Гришаня сейчас, как нарочно, без рукавиц, голыми руками нехотя взялся за это жгучее железо, взялся и держал неуклюже ковырялку перед собою, точно не зная, что с нею делать, потому что, видно, и ему, как и нам, в тот момент показалось, что Настуся, юная подружка наша, вместе с матерью как раз наблюдают из какого-нибудь окна: ну-ка, что это там за герои наехали, что они здесь сейчас будут делать после своих колядований?
— Не буду я! Не могу! Не хочу! — вдруг плаксиво и гневно выкрикнул Гришаня и бросил ковырялку в снег.
— Что с тобой? — даже сам себе не поверил Мина, — Почему не будешь?
— Не буду, не буду, хоть убейте! — нервно выкрикивал Гришаня, и глаза его наливались сердитыми слезами. — Они же середняки!..
Мина был ошарашен. Он утратил дар речи. Такое неожиданное сопротивление встретить, и от кого — от собственного любимчика!
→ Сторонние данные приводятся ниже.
Issue #409, opened 2024-09-09
Make MFA Setup URL relative


dantownsend:
The URL for `MFA Setup` is problematic (`/api/mfa-setup/`):

https://github.com/piccolo-orm/piccolo_admin/blob/d787d7fe24828d54683dce0e3de6a75df6a7eb8b/admin_ui/src/components/NavDropDownMenu.vue#L17

If the user mounts Piccolo Admin at a sub URL, like `/admin`, the URL will return a 404. We need to make the URL relative (i.e. `./api/mfa-setup/`).

PR #410, opened 2024-09-09
409 Make `MFA Setup` URL relative

dantownsend:
Resolves https://github.com/piccolo-orm/piccolo_admin/issues/409


sinisaos:
@dantownsend Yes, that was a problem. I just wanted to write that it is necessary to make that changes because otherwise the link does not work properly, but you already make that changes. Great

sinisaos:
@dantownsend With that change everything works in my case.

Подхватив из снега железный прут, Мина замахнулся, как для удара, но Гришаня не отшатнулся, лишь побледнел.
— Ну, бейте! Бейте! Что же вы?
Уполномоченный заслонил собой парня:
— Оставьте детей. Пусть идут в хату погреются. Обойдемся без них.
Пока Гришаня глотал слезы возле саней, а мы, поеживаясь рядом, безмолвно утешали нашего друга самою своею близостью, Мина отвернулся от нас, исполненный презрения, и уже давал указания Бубыренку:
— Бери щуп и за мной. С омшаника начнем. Может, как раз там у него под ульями и скрыта яма…
И они все трое во главе с Миной поплелись через подворье в глубь сада, где, полузаметенный снегом, горбатился знакомый нам еще с лета зимовник Романовых пчел.
Хозяин, который все еще обтюкивал лед с таким видом, точно был здесь кем-то посторонним, теперь выпрямился и слезящимися глазами взглянул на нас.
— И правда, хлопцы, зашли бы вы в хату, погрелись, — сказал он.
В хату? Погреться? Да мы бы умерли со стыда, переступив порог.
Согнутые, посиневшие, стоим возле саней и так будем стоять, пока и не заледенеем!..
— Я вас, ребятки, и не виню, — опершись на черенок лопаты, говорит дядя Роман тихим, прощающим голосом, и в его взгляде нет сейчас ни гнева, ни укора, а только печаль и горесть. — Времена, видать, такие подошли, повсюду это, наверно, должно пронестись…
Роман Винник перевел взгляд на сад, на землянку омшаника, где уже скрылись те наши трое, и мы заметили, как хозяин сразу посуровел и один его ус, книзу опущенный, встрепенулся внезапным тиком, как от резкой боли. Чтобы не показывать нам своих переживании, он тут же наклонился и снова взялся за работу.
В эти минуты нам хотелось бы сказать ему что-нибудь отрадное, утешительное, но в детской неумелости находить слова сочувствия мы так и таили возле саней свою подавленность, молчаливо потупясь.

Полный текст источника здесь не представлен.